Вот, честное слово, очень на это надеюсь! Дверь открывает её мать.
– Дочка, к тебе, Юра! Подожди, посмотрю! Сейчас, она переоденется!
Выходит, Ира, водолазка по горло, но сквозь ткань, видно, что без бюстгальтера, джинсы. Радостно сверкнув глазами, опускает взгляд.
– Проходи.
Прохожу, в её комнату, которую впервые она закрывает на ключ. Свет выключен, работает телевизор. Садимся рядышком на кровать. Радостно рассказываю, как переболел этой зелёнко-точечной болезнью.
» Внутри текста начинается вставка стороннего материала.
Issue #48, opened 2022-01-25
Standardizing PGP for Linked Data Integrity


OR13:
https://w3id.org/security/suites/pgp-2021
https://w3id.org/security/suites/pgp-2021/v1

PGP / GPG are commonly used in software supply chain uses cases, and even in hardware thanks to [Yubikey / Open PGP](https://support.yubico.com/hc/en-us/articles/360013790259-Using-Your-YubiKey-with-OpenPGP).

GitHub integrations with [GPG](https://docs.github.com/en/authentication/managing-commit-signature-verification/adding-a-new-gpg-key-to-your-github-account)

[Signing Docker images with GPG](https://www.unboundsecurity.com/docs/UKC/UKC_Code_Signing_IG/HTML/Content/Products/UKC-EKM/UKC_Code_Signing_IG/GPG/GPGdocker.htm)

While PGP won't play nice with VC-JWT, it can play nice with LD Proofs, as shown the specs at the top of this issue.

You can even use GPG Agent to create verifiable credentials that are bound to hardware isolated keys (such as with yubikey).

Is there interest in standardizing support for PGP / GPG based Linked Data Integrity suites?

mprorock:
Absolutely.  This could be highly valuable to us

OR13:
Here is an example CLI that works with these suites, https://github.com/OR13/lds-pgp2021/blob/main/bin/cli.js

it uses GPGAgent and Yubikey, and allows you to make a verifiable credential that is signed by a hardware isolated key on yubikey but verifiable to any DID that supports PGP. (or in the context of VCs any controller).

OR13:
Open PGP supports most of the cryptography that is popular these days.

Checkout https://openpgpjs.org/

> This project is maintained by ProtonMail.

https://github.com/openpgpjs/openpgpjs

See also: https://github.com/openpgpjs/openpgpjs#security-audit

wyc:
+1, we are supporting PGP keys as well:
https://github.com/spruceid/ssi/pull/373

brentzundel:
I believe that merging PR #77 will fix this issue

brentzundel:
I believe this issue has been addressed. Marking as pending close.
I will close this issue in 4 days if there are no objections.

brentzundel:
no response since marked `pending close`, closing

PR #50, opened 2022-01-26
Add a possible reference for pgp as a cryptosuite

mprorock:
in reference to #48

***
<a href="https://pr-preview.s3.amazonaws.com/mesur-io/vc-wg-charter/pull/50.html" title="Last updated on Jan 26, 2022, 8:47 PM UTC (8702138)">Preview</a> | <a href="https://pr-preview.s3.amazonaws.com/w3c/vc-wg-charter/50/9a2a8d1...mesur-io:8702138.html" title="Last updated on Jan 26, 2022, 8:47 PM UTC (8702138)">Diff</a>

### DIFF
--- a/index.html
+++ b/index.html
@@ -221,7 +221,11 @@ credentials. Concrete serializations will be provided based on <a
 href="https://w3c.github.io/vc-data-model/#json-web-token">VC-JWT</a>, the <a
 href="https://w3c-ccg.github.io/lds-ed25519-2020/">Ed25519 Cryptosuite</a>, and
 the <a href="https://w3c-ccg.github.io/lds-ecdsa-secp256k1-2019/">Secp256k1
-Cryptosuite</a>. Concrete serializations based on the <a
+Cryptosuite</a>. 
+Concrete serializations based on the <a
+href="https://or13.github.io/lds-pgp2021/">PGP Cryptosuite</a> might be provided,
+if a complete specification is published in time.
+Concrete serializations based on the <a
 href="https://w3c-ccg.github.io/ldp-bbs2020/">BBS+ Cryptosuite</a> might be provided, if an <a
 href="https://identity.foundation/bbs-signature/">IETF BBS+ RFC</a> is published
 in time. Concrete serializations for VC-JWP might be provided, if an <a
@@ -238,6 +242,7 @@ produced.
                 <a href="https://w3c-ccg.github.io/lds-ed25519-2020/">Ed25519 Cryptosuite</a>,
                 <a href="https://w3c-ccg.github.io/lds-ecdsa-secp256k1-2019/">Secp256k1 Cryptosuite</a>,
                 <a href="https://w3c-ccg.github.io/ldp-bbs2020/">BBS+ Cryptosuite</a>
+                <a href="https://or13.github.io/lds-pgp2021/">PGP Cryptosuite</a>
               <p class="milestone"><b>Expected completion:</b> Q4 2023</p>
             </dd>
           </dl>


msporny (changes requested):
-1 to this PR, for the following reasons:

1. This links to a specification that is not covered under any W3C IPR regime.
2. The work on PGP cryptosuites has not received much, if any, interest outside of the maintainer.
3. There are no vendors that are committing to supporting this cryptosuite in production at this time. 
4. PGP is dead, with a short list of citations [1](https://www.vice.com/en/article/vvbw9a/even-the-inventor-of-pgp-doesnt-use-pgp), [2](https://www.cryptologie.net/article/487/a-history-of-end-to-end-encryption-and-the-death-of-pgp/), [3](https://www.wired.co.uk/article/efail-pgp-vulnerability-outlook-thunderbird-smime), [4](https://news.ycombinator.com/item?id=28376644), ... with many more if you just google for opinions on PGP.

mprorock:
> 3. There are no vendors that are committing to supporting this cryptosuite in production at this time.

see issue: #48 - I see two vendors: Spruce (@wyc), and Transmute (@OR13) expressing support, with a third: mesur.io (myself) stating an interest in this

msporny:
> I see two vendors: Spruce (@wyc), and Transmute (@OR13) expressing support

I see two vendors supporting an experiment, not stating that they're going to support this in production. That said, if there are enough vendors that are willing to support this in production, and put in the time to do the spec and test suite, I'm certainly not going to block it (even though I don't think it's the best use of time in the VCWG given all of our other priorities).

OR13:
We should merge this PR ASAP so we can take up cleaning up the entire section, see: https://github.com/w3c/vc-wg-charter/issues/54

OR13:
@msporny this is a charter PR... I think its best to retain the ability to speak to popular crypto suites such as JWS / CWS / PGP in the charter... otherwise expect formal objections at the end... we prefer to see them at the beginning of the work.

I also think we need to do a better job of standardizing how work outside the W3C can leverage these standards, similar to how we defined did spec registries for extensions.

In order to do that job well, we need to be able to discuss items like this in the WG.

msporny:
> In order to do that job well, we need to be able to discuss items like this in the WG.

I would be a +1 for a PGP Cryptosuite to be put into the non-normative section of the charter as well as defining a registry for all cryptosuites (which I think is already in scope). I do agree that we should enable it to exist. I am concerned about spending time to normatively define it while trying to do everything else in the WG.

OR13:
@msporny are you asserting that there will be a normative defintion for some registered crypto suites, but that a registry should exist to support suites that are "not normatively defined"?

msporny:
> @msporny are you asserting that there will be a normative defintion for some registered crypto suites, but that a registry should exist to support suites that are "not normatively defined"?

I'm suggesting that there should be a registry for cryptosuites. That registry might break those registrations into "SDO Standards", "Experimental Implementations", and "Deprecated" (or whatever classifications folks feel are acceptable)... but I do think that we should have a registry that points to everything we know of in the ecosystem. We're going to want to do something different than what we did w/ the DID Spec Registries... and again, this is just a suggestion that needs to be debated in the WG. My hope is that if PGP doesn't make it into the WG as a normative thing, that it would be worked on as a non-normative thing, and referred to in the registry so that people that want to use it can use it. Given that there are at least two implementers for PGP already, with a third one in the wings, I expect that there is a case for making it a normative work item.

Разговор не клеится, она только отвечает на вопросы, к тому же, однозначно — «да» или «нет», а потом и вовсе замолкает, нервно теребя в руках заколку. Я в недоумение раздражённо умолкаю, уставившись в телевизор. Может, действительно, права мать, дома лучше?! Внезапно она встаёт и подходит к окну.
– Смотри, какие снежинки!
Подхожу сзади. Снежинки и впрямь офигенные, сантиметра по три! На улице безветрие, они, медленно кружась, падают на снег… Красота несказанная! Кладу свои руки ей на талию, под водолазку, и медленно поднимаю их вверх. Она смотрит в окно. Ощущаю, в своих руках тугие девичьи груди. Она оборачивается, мы обнимаемся, целуемся. Поднимаю водолазку, обнажая грудь. Она опускает её, — вновь поднимаю. Вскинув руку, прикрывает грудь, — опускаю её руку. Прикрывается другой, — проделываю то же самое.
– Нахал… – бормочет она.
– Монашка, – парирую я, — как ты могла скрывать от меня такую восхитительную грудь?!
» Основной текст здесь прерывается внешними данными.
PR #60, opened 2022-01-28
Clarified data model and sub parts

### LINKED ISSUE #57: Data model or models
I see a work item of a data model (singular) with words in the scope section about data models (plural).  What other data models are in scope?

brentzundel:
This PR tries to address #57 

***

### :boom: Error: 429 Too Many Requests :boom: ###

[PR Preview](https://github.com/tobie/pr-preview#pr-preview) failed to build. _(Last tried on Feb 15, 2022, 3:30 PM UTC)_.

<details>
<summary>More</summary>

:link: [Related URL](https://rawcdn.githack.com/brentzundel/vc-wg-charter/3fdee4a7711f9f79abb0126b804b3ebd288a37f0/index.html)

```
429: Too Many Requests
```

_If you don't have enough information above to solve the error by yourself (or to understand to which web service the error is related to, if any), please [file an issue](https://github.com/tobie/pr-preview/issues/new?title=Error%20not%20surfaced%20properly&body=See%20w3c/vc-wg-charter%2360.)._
</details>

### DIFF
--- a/index.html
+++ b/index.html
@@ -147,10 +147,15 @@ The <b>scope</b> of the Verifiable Credentials Working Group is:
         </p>
         <ul>
           <li>Addressing errata, ambiguities, and interoperability problems found in previous versions of the Verifiable Credentials Data Model</li>
-          <li>Data models for credentials, presentations, and proofs</li>
-          <li>Registries for the data models</li>
+          <li>A data model for Verifiable Credentials, inclusive of:</li>
+            <ul>
+                <li>credentials and verifiable credentials</li>
+                <li>presentations and verifiable presentations</li>
+                <li>requests for or submissions of verifiable credentials or verifiable presentations</li>
+            </ul>
+          <li>Registries for the data model</li>
           <li>Algorithms for the expression and verification of proofs that use existing cryptographic primitives</li>
-          <li>Refining multilingual support in data models</li>
+          <li>Refining multilingual support in the data model</li>
         </ul>
 	<p>
 	  It is explicitly not a requirement that the new specifications be fully compatible with related past specifications.


iherman (approved):

msporny (approved):
We lose the "proof" language in this PR. I think that's probably fine because of the large portion of input documents for cryptosuites, so it'll be very hard for someone to argue that we didn't contemplate the standardization of cryptosuites. Just noting the concern, I think the PR is fine as is.

brentzundel:
> We lose the "proof" language in this PR. I think that's probably fine because of the large portion of input documents for cryptosuites, so it'll be very hard for someone to argue that we didn't contemplate the standardization of cryptosuites. Just noting the concern, I think the PR is fine as is.

While `proofs` are no longer explicitly listed, I see them as a vital component of a data model for `credentials and verifiable credentials`, so I think we're covered.

brentzundel:
@Sakurann can you review?

index.html
```diff
@@ -147,10 +147,15 @@ <h2>Scope</h2>
...
           <li>Addressing errata, ambiguities, and interoperability problems found in previous versions of the Verifiable Credentials Data Model</li>
-          <li>Data models for credentials, presentations, and proofs</li>
-          <li>Registries for the data models</li>
+          <li>A data model for Verifiable Credentials, inclusive of:</li>
+            <ul>
+                <li>credentials and verifiable credentials</li>
+                <li>presentations and verifiable presentations</li>
+                <li>requests for or submissions of verifiable credentials or verifiable presentations</li>
+            </ul>
+          <li>Registries for the data model</li>
```
Sakurann, line 156: registry for which aspect of the data model? crypto suites?

index.html
```diff
@@ -147,10 +147,15 @@ <h2>Scope</h2>
         </p>
         <ul>
           <li>Addressing errata, ambiguities, and interoperability problems found in previous versions of the Verifiable Credentials Data Model</li>
-          <li>Data models for credentials, presentations, and proofs</li>
-          <li>Registries for the data models</li>
+          <li>A data model for Verifiable Credentials, inclusive of:</li>
+            <ul>
+                <li>credentials and verifiable credentials</li>
+                <li>presentations and verifiable presentations</li>
```
Sakurann, line 153: it's quite hard to know without the context why there is a differentiation between credentials and verifiable credentials; and between presentations and verifiable presentations. 
I think it would be helpful if we could clarify that we are defining a data model of a credentials, how it can be integrity protected/signed to be verifiable; and data model and integrity protection/signing of proof of possession (presentation and verifiable presentation)?

index.html
```diff
@@ -147,10 +147,15 @@ <h2>Scope</h2>
...
+                <li>requests for or submissions of verifiable credentials or verifiable presentations</li>
```
Sakurann, line 154: What is the intension of this line? it's already stated that we are defining a data model, will data model for "requests or submissions" be different from a "general" data model?

index.html
msporny: If the DID WG is any indication of the direction this will take, I expect the registry will be for all extension aspects of the VC Data Model. This is the current registry that we have:

https://w3c-ccg.github.io/vc-extension-registry/

We should probably list that as an input document to the VCWG.

index.html
msporny: > it's quite hard to know without the context why there is a differentiation between credentials and verifiable credentials; and between presentations and verifiable presentations.

The distinction between a credential and a verifiable credential is made here: https://w3c.github.io/vc-data-model/#credentials

The distinction between a presentation and a verifiable presentation is made here: https://w3c.github.io/vc-data-model/#presentations

> I think it would be helpful if we could clarify that we are defining a data model of a credentials

The current specification seems to do that already and the charter seems to indicate that we're going to continue doing that?

> how it can be integrity protected/signed to be verifiable

That is covered in the current specification here: https://w3c.github.io/vc-data-model/#proofs-signatures

... and the presumption is that we're going to refine that (thus the Data Integrity work item).

> data model and integrity protection/signing of proof of possession (presentation and verifiable presentation)?

I do think that's in scope as well.

The reason we list all of these things out above is because @David-Chadwick insisted that we be precise about what is included in the data model, which was a good idea.

Perhaps I'm missing your point @Sakurann... could you provide concrete text that we might use in addition to/in place of the text above?

index.html
msporny: As stated above (https://github.com/w3c/vc-wg-charter/pull/60#discussion_r799477016), we are trying to be more precise about what is in scope for the VCWG. Specifically, the line above covers "presentation requests" -- that is, "how does one request a verifiable presentation/credential?" The VCWG 1.0 covered how you express a presentation and verifiable presentation, but it did not cover how a verifier requests one (though, some those mechanisms  ([VPR](https://w3c-ccg.github.io/vp-request-spec/), [WACI/PeX](https://identity.foundation/waci-presentation-exchange/), [Aries Present Proof](https://github.com/hyperledger/aries-rfcs/tree/main/features/0454-present-proof-v2)) have existed for 6 years, we were waiting for the market to mature to the point where we could have multiple inputs in order to standardize them).

index.html
OR13: Related, but not the same this: https://github.com/w3c-ccg/ld-cryptosuite-registry

Sakurann (approved):
Approve to restructure in a proposed way.
related to the comments/discussions on this PR, I do think we need PRs to 
- point to certain definitions in vc-data-model-v.1.1
- clearer language about the registries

После этих слов, пытаюсь полностью снять с неё водолазку. Она послушно поднимает руки… Звонит входной звонок. Голос её матери:
– Юра, тебя мать зовёт!
Виноватая улыбка на лице соседки…
У двери стоит закадычный друг. Первая мысль: «Что ж тебе не сидится дома, в снегопад?!» Мать напутствует:
– Поговорите и марш домой! Поможешь мне…
Спускаемся, выходим на улицу. Снегопад, действительно фантастический! Обсуждаем, будем ли завтра бухать. Одноклассницы организуют для нас, «защитников отечества» поляну. Я отказываюсь. Друг, разочарованный уходит. Это он то, разочарован?!!!
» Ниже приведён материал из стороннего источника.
Issue #64, opened 2022-01-31
v2 Test Suite


OR13:
I would like to define our objectives for the v2 test suite more clearly, before asking for approval on the charter to "work on test suites".

Specifically I would like to see test suites implemented that address the following:

1. issuance and verification with private key and public key material disclosed in test vectors.
2. data model conformance tests for "production and consumption" between JSON and JWT, LD Proof, JWP, etc.
3. demonstrate agility for proof mechanisms (ability to change cryptographic primitives without changing the data model).

OR13:
We've been working on addressing some of these issues here: https://github.com/decentralized-identity/JWS-Test-Suite

Specifically VC-JWT and JsonWebSignature2020 LD Proof interoperability.

selfissued:
Improving the precision of the deliverable in this way makes sense to me.

OR13:
We should include a link under the other deliverables section that explains how to test VC-JWT and JsonWebSignature2020 side by side.

brentzundel:
I believe this issue has been addressed. Marking as `pending close`.
I will close this issue in 4 days if there are no objections.

brentzundel:
no response since marked `pending close`, closing

Issue #54, opened 2022-01-27
Update the Verifiable Credential Data Integrity 1.0 section


OR13:
The entire section needs to be rewritten to communicate layers in a less ambiguous manner and cite references respectfully.

As the sole author of the following:

- [Ecdsa Secp256k1 Signature 2019](https://w3c-ccg.github.io/lds-ecdsa-secp256k1-2019/)
- [Ed25519 Signature 2020](https://w3c-ccg.github.io/lds-ed25519-2020/)

Co-editor / author of:

- [BBS+ Signatures 2020](https://w3c-ccg.github.io/ldp-bbs2020/)

Contributor to:

- [draft-jmiller-json-proof-token](https://json-web-proofs.github.io/json-web-proofs/)

I find the "rebranding" of the work items completely unacceptable.

The work items MUST be referred to by the names that they are currently using, anything else is unacceptable.

Additionally, there is a harmful ambiguity that is being perpetuated by this section which is conflating "Data Integrity" with "cryptographic serializations" with "raw cryptographic primitives".

I think its fine to refer to each layer in this section, but 100% not acceptable to "group everything together as if these are the same things".

Our charter forbids us from doing "raw cryptographic primitives", yet we can refer to work happening elsewhere.

Our charter grants us the ability to do "cryptographic serializations", but what we do here and what we happens elsewhere MUST be clearly and cleanly separated in unambiguous language.

Our charter grants use the ability to do "Data Integrity", but not to define "one ring to rule them all" form of it... We need to clearly communicate how this section will account for supporting decentralization and diversity.

selfissued:
> I find the "rebranding" of the work items completely unacceptable.

I completely agree with this.  References to all referenced specifications must use the accurate titles for these specifications.

bumblefudge:
Uh oh, apologies if my PR contributed to this.  Go easy on the new guy!

brentzundel:
@OR13 am I correct in assuming that this issue may be closed if PR #77 is merged?

brentzundel:
I believe this issue has been addressed. Marking as `pending close`.
I will close this issue in 4 days if there are no objections.

brentzundel:
no response since marked `pending close`, closing

PR #73, opened 2022-02-15
Add links from stalled prs

OR13:
- move pgp to other deliverables section per feedback on https://github.com/w3c/vc-wg-charter/pull/50
- move multikey to other deliverables section per feedback on https://github.com/w3c/vc-wg-charter/pull/51
- add json web signature test suite per https://github.com/w3c/vc-wg-charter/issues/64

***
<a href="https://pr-preview.s3.amazonaws.com/OR13/vc-wg-charter/pull/73.html" title="Last updated on Feb 15, 2022, 8:04 PM UTC (9e2a1b1)">Preview</a> | <a href="https://pr-preview.s3.amazonaws.com/w3c/vc-wg-charter/73/9a0ef6b...OR13:9e2a1b1.html" title="Last updated on Feb 15, 2022, 8:04 PM UTC (9e2a1b1)">Diff</a>

### DIFF
--- a/index.html
+++ b/index.html
@@ -275,10 +275,17 @@ produced.
                 <li>Test Suites</li>
               </ul>
             </li>
+            <li>Other VC Data Integrity proof types:
+              <ul>
+                <li>VC Data Integrity - <a href="https://or13.github.io/lds-pgp2021"></a>PGP</li>
+                <li>VC Data Integrity - <a href="https://ns.did.ai/suites/multikey-2021"></a>Multbase / MultiCodec</li>
+              </ul>
+            </li>
             <li>Test suites for verifiable credential proof types:
             <ul>
               <li>VC Data Integrity - Ed25519</li>
               <li>VC Data Integrity - BBS+</li>
+              <li>VC Data Integrity - Json Web Signatures</li>
               <li>VC JSON Web Tokens</li>
             </ul>
             </li>
--- a/index.html
+++ b/index.html
@@ -278,7 +278,6 @@ produced.
             <li>Other VC Data Integrity proof types:
               <ul>
                 <li>VC Data Integrity - <a href="https://or13.github.io/lds-pgp2021"></a>PGP</li>
-                <li>VC Data Integrity - <a href="https://ns.did.ai/suites/multikey-2021"></a>Multbase / MultiCodec</li>
               </ul>
             </li>
             <li>Test suites for verifiable credential proof types:


index.html
```diff
@@ -275,10 +275,17 @@ <h3>
                 <li>Test Suites</li>
               </ul>
             </li>
+            <li>Other VC Data Integrity proof types:
+              <ul>
+                <li>VC Data Integrity - <a href="https://or13.github.io/lds-pgp2021"></a>PGP</li>
+                <li>VC Data Integrity - <a href="https://ns.did.ai/suites/multikey-2021"></a>Multbase / MultiCodec</li>
```
msporny: This is the only line I would object to. We put `publicKeyMultibase` and Multikey in DID Core with the explicit goal to finish standardizing it in the VC 2.0 WG. This is a normative deliverable, to be defined in Data Integrity, and must remain as such.

msporny (changes requested):
I only object to one line in the PR (that sends a mixed message). Remove it and I will approve.

index.html
OR13: >  This is a normative deliverable, to be defined in Data Integrity, and must remain as such.

I didn't touch that part of the charter, which already covers Ed25519 2020 and with your PR (https://github.com/w3c/vc-wg-charter/pull/63) will add Secp384r1 2022.

Until the normatively deliverables cover other popular key formats (like P-256 / ES256) which is mandatory here: https://www.iana.org/assignments/jose/jose.xhtml

I think its smart for us to keep the door open to working on them non normatively.

OR13:
@msporny either update your PR (https://github.com/w3c/vc-wg-charter/pull/63) to cover P-256 (and others), or accept this PR to allow us to define them non normatively... we can't skip over mandatory to implement key and signature formats and expect to have the charter approved.

Another alternative would be to move the LD specific key and signature representations that are not based on JWS to the section in this PR.

I don't consider the current attempts at defining and omitting specific keys and signatures in this WG to be a path to success.

It's going to lead to formal objections for not addressing the topic consistently. 

Either `publicKeyMultibase` is a viable alternative to `publicKeyJwk`, or our charter should close the door on it, and allow us all to focus on other components of this specification.

msporny:
> Either `publicKeyMultibase` is a viable alternative to `publicKeyJwk`, or our charter should close the door on it, and allow us all to focus on other components of this specification.

Can you please explain how what is proposed in this spec (normative deliverable of WG) doesn't make `publicKeyMultibase` a viable alternative to `publicKeyJwk`?

* https://w3c-ccg.github.io/data-integrity-spec/#multikey
* https://w3c-ccg.github.io/data-integrity-spec/#verification-material (see ISSUE 8)

The goal there is to define all possible key types in the multicodec table, which include (IIRC) all key types that are possible to be expressed in `publicKeyJwk`. You asked me to write spec text to enable that, I did that, and now you are still suggesting that that didn't happen. Have you read the spec text? What am I missing here? 

Please state, concretely, why you believe the Multikey that you want is not supported via a normative work item that is currently listed in the charter?

OR13:
@msporny your PR #63 

is titled: 

> [DO NOT MERGE YET] Add ECDSA secpr1 cryptosuite to VCWG input documents.

And it points to:

> https://digitalbazaar.github.io/di-ecdsa-secpr1-2019/

Which in turn looks like this:

Screen Shot 2022-02-15 at 12 05 59 PM

https://digitalbazaar.github.io/di-ecdsa-secpr1-2019/#ecdsasecp256r1signature2019

I suppose we might consider this "close enough"... but its not defining:

- Ed25519
- Secp256k1
- Bls12381
- RSA

I guess if we add up all the CCG specs for key types and signatures, we do indeed have a working solution (except for RSA and P-521).

My point was that its pretty painful to have to review:

- https://digitalbazaar.github.io/di-ecdsa-secpr1-2019/ ( Secp256r1 + Secp384r1 (and not P-521) )
- https://w3c-ccg.github.io/ldp-bbs2020/ (Bls12381)
- https://w3c-ccg.github.io/lds-ed25519-2020/ (Ed25519)
- https://w3c-ccg.github.io/lds-ecdsa-secp256k1-2019/ (Secp256k1)
- no spec for RSA

If you are saying that this is just a function of where the input documents are today / how they were created, and that indeed our intention truly is to solve this `key type` and `signature type` for all entries in:

https://github.com/multiformats/multicodec/blob/master/table.csv#L90

We are aligned, but this feels significantly less concrete than a single document stating this clearly.

We have such a document, here: https://w3c-ccg.github.io/data-integrity-spec/#multikey

Perhaps we don't need all these suites in the "normatively defined" section if we have the link above? (which is already in the normative section?)

This PR (#73) makes it clear that we do intend to address these concerns at least non normatively for existing crypto that we are using today.

I will be happy to remove multikey from the non normative section, or approve your PR if it removes it from this section in the future.

If you require me to remove a non normative reference to the key format we use to address these issues currently, which is  already conformant with `https://w3c-ccg.github.io/data-integrity-spec/#multikey` modulo choices for `names`, I can do that.

index.html
OR13:
```suggestion
```

OR13: @msporny please confirm this is the change you require.

msporny: Yes, confirmed... and to be crystal clear so comment thread is not used against the VCWG: The reason I'm recommending the removal of this line item is because multikey, which uses multibase and multicodec, is already a part of a normative deliverable the group has identified in the current charter proposal. To say that it is both a normative and non-normative deliverable would be confusing. We should state clearly that it is a normative deliverable (as a part of the verification method definition in the Data Integrity specification).

I'll respond to your commentary above when I get some free cycles, but the TL;DR is that I believe we're aligned on the end goal here (or some variation of it).

OR13:
@msporny I have accepted your change suggestion, we can tackle the rest of the commentary on this thread via this issue:

https://github.com/w3c/vc-wg-charter/issues/54

msporny (approved):

selfissued (commented):
Looking at the diffs, it doesn't appear that this adds a reference to the test suite.  I'd prefer that we did.

brentzundel:
@OR13 what is the status of this PR? Does it still reflect changes you feel are needed, or would it be best to see what happens with PR #77 before merging?

Also, I share Mike's question about a reference to the test suite and agree that is should be included.

index.html
```diff
@@ -275,10 +275,16 @@ <h3>
...
+            <li>Other VC Data Integrity proof types:
+              <ul>
+                <li>VC Data Integrity - <a href="https://or13.github.io/lds-pgp2021"></a>PGP</li>
+              </ul>
+            </li>
             <li>Test suites for verifiable credential proof types:
             <ul>
               <li>VC Data Integrity - Ed25519</li>
               <li>VC Data Integrity - BBS+</li>
+              <li>VC Data Integrity - Json Web Signatures</li>
```
msporny, line 287: We should collapse all items above to "Test Suites for WG-defined crypographic container formats and suites."

OR13:
closing due to instability in the section, I will take another stab when it settles.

Двадцать третье февраля — красный день календаря! Никаким красным он тогда не был. Обычный будний день. Хорошо хоть выпал на выходной. Весь день, не находя себе места, ждал её. Февральский день короток. Стемнело. Она так и не пришла. Фенита ля комедия! А ведь, верный друг звал, упрашивал. Дурак, сам отказался! Джинсы летят на стул, в «спортивках» на диван. Телевизор, ты хоть не подведи! Звонок в дверь. Долгожданный Ирин голос:
– Тёть, Валь, вас там мама зовёт насчёт праздника решить. Я пока, у вас побуду?!
Джинсы, словно живые, — подленько свисают со стула. Поднявшись, встречаю её, она тоже по-будничному в халате. Приглашаю её на диван. Проходит, садится.
– Я ждал тебя!
– А я тебя…
– Так праздник вроде у меня?
– А замок в двери у меня. Э-э, — показывает язык.
– Понятно…
– Прости, я ненадолго, там наши решают, что приготовить к восьмому марта.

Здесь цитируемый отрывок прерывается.